Seyyed Ali Hashemi scite author profile

Abstract-Polar codes have gained significant amount of attention during the past few years and have been selected as a coding scheme for the next generation of mobile broadband standard. Among decoding schemes, successive-cancellation list (SCL) decoding provides a reasonable trade-off between the error-correction performance and hardware implementation complexity when used to decode polar codes, at the cost of limited throughput. The simplified SCL (SSCL) and its extension SSCL-SPC increase the speed of decoding by removing redundant calculations when encountering particular information and frozen bit patterns (rate one and single parity check codes), while keeping the error-correction performance unaltered.
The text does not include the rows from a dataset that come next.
PR #900, opened 2022-10-31
Use linear lambda spacing, specialized interpolation for nonbonded decoupling

mcwitt:
This is a step toward independently parametrizing alchemical parameter transformations.

Previously, parameters for all interactions were linearly interpolated as a function of lambda, with the overall lambda spacing being adjusted to optimize overlap.

With #820, we introduced specialized parameter interpolation functions (e.g. log-linear for harmonic force constants) that generate reasonable protocols given linearly-spaced lambda windows, but did not yet modify the overall lambda schedule to be linear because we didn't have the ability to use a custom interpolation function for nonbonded decoupling parameters (which require a nonlinear schedule for reasonable efficiency). The result was suboptimal performance of harmonic force constant protocols, since their interpolation functions are chosen assuming near-linear lambda spacing.

This PR switches to a linear overall lambda spacing, using the existing pre-optimized nonlinear schedule for the nonbonded decoupling parameters only (possible since #893).

## Todo
- [x] Test on hif2a

### DIFF
--- a/tests/test_single_topology_combined.py
+++ b/tests/test_single_topology_combined.py
@@ -4,6 +4,7 @@ import numpy as np
 import pytest
 
 from timemachine.constants import DEFAULT_FF
+from timemachine.fe.interpolate import linear_interpolation
 from timemachine.fe.single_topology import SingleTopology
 from timemachine.fe.system import convert_bps_into_system
 from timemachine.ff import Forcefield
@@ -13,32 +14,42 @@ from timemachine.testsystems.dhfr import get_dhfr_system
 from timemachine.testsystems.relative import get_hif2a_ligand_pair_single_topology
 
 
-def test_combined_parameters_solvent():
+@pytest.fixture(scope="module")
+def hif2a_ligand_pair_single_topology():
+    mol_a, mol_b, core = get_hif2a_ligand_pair_single_topology()
+    forcefield = Forcefield.load_from_file(DEFAULT_FF)
+    return SingleTopology(mol_a, mol_b, core, forcefield)
+
+
+def convert_omm_system(omm_system):
+    bps, masses = openmm_deserializer.deserialize_system(omm_system, cutoff=1.2)
+    num_atoms = len(masses)
+    system = convert_bps_into_system(bps)
+    return system, num_atoms
+
+
+@pytest.fixture(scope="module")
+def complex_host_system():
+    host_sys_omm = get_dhfr_system()
+    return convert_omm_system(host_sys_omm)
+
+
+@pytest.fixture(scope="module")
+def solvent_host_system():
     forcefield = Forcefield.load_from_file(DEFAULT_FF)
     host_sys_omm, _, _, _ = builders.build_water_system(3.0, forcefield.water_ff)
-    _test_combined_parameters_impl_bonded(host_sys_omm)
-    _test_combined_parameters_impl_nonbonded(host_sys_omm)
+    return convert_omm_system(host_sys_omm)
 
 
-def test_combined_parameters_complex():
-    host_sys_omm = get_dhfr_system()
-    _test_combined_parameters_impl_bonded(host_sys_omm)
-    _test_combined_parameters_impl_nonbonded(host_sys_omm)
-
-
-def _test_combined_parameters_impl_bonded(host_system_omm):
+@pytest.mark.parametrize("host_system_fixture", ["solvent_host_system", "complex_host_system"])
+def test_combined_parameters_bonded(host_system_fixture, hif2a_ligand_pair_single_topology, request):
     # test bonded and nonbonded parameters are correct at the end-states.
     # 1) we expected bonded idxs in the ligand to be shifted by num_host_atoms
     # 2) we expected nonbonded lambda_idxs to be shifted
     # 3) we expected nonbonded parameters on the core to be linearly interpolated
 
-    mol_a, mol_b, core = get_hif2a_ligand_pair_single_topology()
-    forcefield = Forcefield.load_from_file(DEFAULT_FF)
-    st = SingleTopology(mol_a, mol_b, core, forcefield)
-
-    host_bps, masses = openmm_deserializer.deserialize_system(host_system_omm, cutoff=1.2)
-    num_host_atoms = len(masses)
-    host_sys = convert_bps_into_system(host_bps)
+    st = hif2a_ligand_pair_single_topology
+    host_sys, num_host_atoms = request.getfixturevalue(host_system_fixture)
 
     def check_bonded_idxs_consistency(bonded_idxs, num_host_idxs):
 
@@ -75,19 +86,15 @@ def _test_combined_parameters_impl_bonded(host_system_omm):
         check_bonded_idxs_consistency(hgs.nonbonded_guest_pairs.get_idxs(), 0)
 
 
-def _test_combined_parameters_impl_nonbonded(host_system_omm):
+@pytest.mark.parametrize("host_system_fixture", ["solvent_host_system", "complex_host_system"])
+def test_combined_parameters_nonbonded(host_system_fixture, hif2a_ligand_pair_single_topology, request):
     # test bonded and nonbonded parameters are correct at the end-states.
     # 1) we expected bonded idxs in the ligand to be shifted by num_host_atoms
     # 2) we expected nonbonded lambda_idxs to be shifted
     # 3) we expected nonbonded parameters on the core to be linearly interpolated
 
-    mol_a, mol_b, core = get_hif2a_ligand_pair_single_topology()
-    forcefield = Forcefield.load_from_file(DEFAULT_FF)
-    st = SingleTopology(mol_a, mol_b, core, forcefield)
-
-    host_bps, masses = openmm_deserializer.deserialize_system(host_system_omm, cutoff=1.2)
-    num_host_atoms = len(masses)
-    host_sys = convert_bps_into_system(host_bps)
+    st = hif2a_ligand_pair_single_topology
+    host_sys, num_host_atoms = request.getfixturevalue(host_system_fixture)
 
     for lamb in [0.0, 1.0]:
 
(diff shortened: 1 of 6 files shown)


timemachine/fe/single_topology.py
```diff
@@ -853,28 +844,6 @@ def __init__(self, mol_a, mol_b, core, forcefield, lambda_angles=0.4, lambda_tor
...
-            lambda_max=lambda_torsions,
-        )
-        self.default_interpolate_periodic_torsion_params_fxn = partial(
-            interpolate_periodic_torsion_params,
-            lambda_min=lambda_torsions,
-            lambda_max=1.0,
-        )
-        self.default_interpolate_nonbonded_params_fxn = interpolate.linear_interpolation
-        self.default_interpolate_chiral_atom_params_fxn = interpolate.linear_interpolation
-        self.default_interpolate_chiral_bond_params_fxn = interpolate.linear_interpolation
```
mcwitt, line 876: Removed this default/override mechanism for now as it wasn't being used and adds a fair amount of clutter. Interpolation functions are for the moment defined inline in `setup_intermediate_state` and `_parameterize_host_guest_nonbonded`.

timemachine/fe/single_topology.py
```diff
@@ -1088,18 +1057,22 @@ def _setup_intermediate_chiral_bond_term(self, src_bond, dst_bond, lamb, interpo
...
+        lamb: float
+
+        lambda_angles, lambda_torsions: float
+            For ring opening/closing transformations, alchemical parameter values controlling the intervals over which
+            bonds, angles, and torsions are interpolated. Note that these have no effect on terms not involved in ring
+            opening/closing.
+
+            - Bonds are interpolated in the interval [0, lambda_angles]
+            - Angles are interpolated in the interval [lambda_angles, lambda_torsions]
+            - Torsions are interpolated in the interval [lambda_torsions, 1]
```
maxentile, line 1075: nit[fool-proofing] -- Clearly documented, but would a couple extra assertions to confirm `1 > lambda_torsions > lambda_angles > 0` be useful?

tests/test_single_topology_combined.py
```diff
@@ -13,32 +13,42 @@
...
+def hif2a_ligand_pair_single_topology():
+    mol_a, mol_b, core = get_hif2a_ligand_pair_single_topology()
     forcefield = Forcefield.load_from_file(DEFAULT_FF)
-    host_sys_omm, _, _, _ = builders.build_water_system(3.0, forcefield.water_ff)
-    _test_combined_parameters_impl_bonded(host_sys_omm)
-    _test_combined_parameters_impl_nonbonded(host_sys_omm)
+    return SingleTopology(mol_a, mol_b, core, forcefield)
+
 
+def convert_omm_system(omm_system):
```
maxentile, line 23: nit[code location] -- looks potentially convenient outside of this test.

Should this instead live in `timemachine.fe.system`, near `convert_bps_into_system`?

maxentile (approved):

tests/test_single_topology_combined.py
mcwitt: Good call. Moved in 313135f and updated `rbfe.py` to use this in 64f18f.

timemachine/fe/single_topology.py
mcwitt: Thanks, added in 84a671d

timemachine/fe/rbfe.py
```diff
@@ -194,9 +196,10 @@ def setup_initial_states(st, host_config, temperature, lambda_schedule, seed):
 
         run_seed = seed + lamb_idx
 
-        if host_config:
+        if host is not None:
```
mcwitt, line 198: This change is to prevent linter errors like "host system may not be defined" (since it's defined conditionally if `host_config`)

tests/test_single_topology_combined.py
```diff
@@ -179,3 +179,42 @@ def _test_combined_parameters_impl_nonbonded(host_system_omm):
...
+        cutoff = hgs.nonbonded_host_guest.get_cutoff()
+
+        assert hgs.nonbonded_host_guest.params is not None
+        guest_params = hgs.nonbonded_host_guest.params[num_host_atoms:]
+        ws_core = [w for flag, (_, _, _, w) in zip(st.c_flags, guest_params) if flag == 0]
+        ws_a = [w for flag, (_, _, _, w) in zip(st.c_flags, guest_params) if flag == 1]
+        ws_b = [w for flag, (_, _, _, w) in zip(st.c_flags, guest_params) if flag == 2]
+
+        # core atoms fixed at w = 0
+        assert all(w == 0.0 for w in ws_core)
```
proteneer, line 205: might be good to check that the charges, sigma, epsilon are correctly set as well (and not just the w-coords), though not necessarily for this PR.

tests/test_single_topology_combined.py
```diff
@@ -179,3 +179,42 @@ def _test_combined_parameters_impl_nonbonded(host_system_omm):
...
+        assert len(set(ws_a)) == 1
+        assert len(set(ws_b)) == 1
+        (w_a,) = set(ws_a)
+        (w_b,) = set(ws_b)
+
+        # w in [0, cutoff]
+        assert 0 < w_a < cutoff
+        assert 0 < w_b < cutoff
+
+        if lamb < 0.5:
```
proteneer, line 217: are we still setting `w_b` to negative values here? (also, this may change if we do double insertion, i.e. at `lamb=0.5` `w_a=w_b=0` in certain cases)

timemachine/fe/single_topology.py
```diff
@@ -1088,19 +1057,26 @@ def _setup_intermediate_chiral_bond_term(self, src_bond, dst_bond, lamb, interpo
...
         """
+
+        assert 0.0 < lambda_angles < lambda_torsions < 1.0
```
proteneer, line 1078: nit: this is technically the open interval, but the docstrings seems to be the closed interval `<=`

timemachine/fe/single_topology.py
```diff
@@ -1109,66 +1085,80 @@ def setup_intermediate_state(
...
         )
 
         return system.VacuumSystem(bond, angle, torsion, nonbonded, chiral_atom, chiral_bond)
 
     def _parameterize_host_guest_nonbonded(self, lamb, host_nonbonded):
         # Parameterize nonbonded potential for the host guest interaction
 
-        guest_exclusions = []
-        guest_scale_factors = []
+        guest_exclusions_ = []
```
proteneer, line 1149: did you intend to add the extra `_` at the end?

proteneer: (is this to avoid aliasing/re-assignment with the guest_exclusions defined below?)

mcwitt: Correct, the motivation was to fix mypy errors of the form

```
error: Incompatible types in assignment (expression has type "ndarray[Any, dtype[floating[_64Bit]]]", variable has type "List[Tuple[float, float]]")
```

(this particular case could actually be reverted; I had changed this when the signature of `_parameterize_host_guest_nonbonded` had an annotated type, which triggered mypy to check the function body

tests/test_single_topology_combined.py
mcwitt: > are we still setting w_b to negative values here?

No, `w_b` is now positive (+cutoff -> 0) as of this PR (see [here](https://github.com/proteneer/timemachine/pull/900/files#diff-0b9bd14a098c7a129a18f14ffb94d84fc8e5c1020d1a55d0e6f53d545c1a4084R1218)).

timemachine/fe/single_topology.py
mcwitt: I might be misunderstanding the comment, but to me the current docstring doesn't indicate whether e.g. `lambda_angles` is allowed to be 0 or equal to `lambda_torsions`. Added a clarifying note in 25fd7aa

timemachine/fe/single_topology.py
mcwitt: Reverted this instance in fd37b16 to minimize the diff since ended up not being strictly necessary

tests/test_single_topology_combined.py
mcwitt: > also, this may change if we do double insertion, i.e. at lamb=0.5 w_a=w_b=0 in certain cases

To clarify, this would pertain to a future version of the SingleTopology class, right? (I don't think we currently have this capability)

timemachine/fe/single_topology.py
proteneer: I'm okay either way! Up to you

timemachine/fe/single_topology.py
proteneer: I think this assertion is fine, I was confused about where exactly the interpolation starts:

```
- Bonds are interpolated in the interval [0, lambda_angles)
- Angles are interpolated in the interval [lambda_angles, lambda_torsions)
- Torsions are interpolated in the interval [lambda_torsions, 1]
```
- bond interpolation is when `0 <= lambda < lambda_angles`  
- angle interpolation is when   `lambda_angles <= lambda < lambda_torsions`
- torsion interpolation is when `lambda_torsions <= torsion <= 1`

(i.e. being clear about `<` vs `<=`)

tests/test_single_topology_combined.py
proteneer: correct - just something to remember later on when we break this test!

proteneer (approved):
lgtm save for nits

timemachine/fe/single_topology.py
mcwitt: Oh, I see. I think the current docstring is correct in the usage of square brackets to indicate closed intervals (based on the implementation of `pad` [here](https://github.com/proteneer/timemachine/blob/fd37b16672994a4605a506c2f3380b6752c51aa8/timemachine/fe/interpolate.py#L175-L183)). I updated the docstring to use inequality notation to hopefully be less ambiguous in c3011a2.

In this paper, we improve SSCL and SSCL-SPC by proving that the list size imposes a specific number of path splitting required to decode rate one and single parity check codes. Thus, the number of splitting can be limited while guaranteeing exactly the same error-correction performance as if the paths were forked at each bit estimation. We call the new decoding algorithms Fast-SSCL and Fast-SSCL-SPC. Moreover, we show that the number of path forks in a practical application can be tuned to achieve desirable speed, while keeping the error-correction performance almost unchanged. Hardware architectures implementing both algorithms are then described and implemented: it is shown that our design can achieve 1.86 Gb/s throughput, higher than the best state-of-the-art decoders.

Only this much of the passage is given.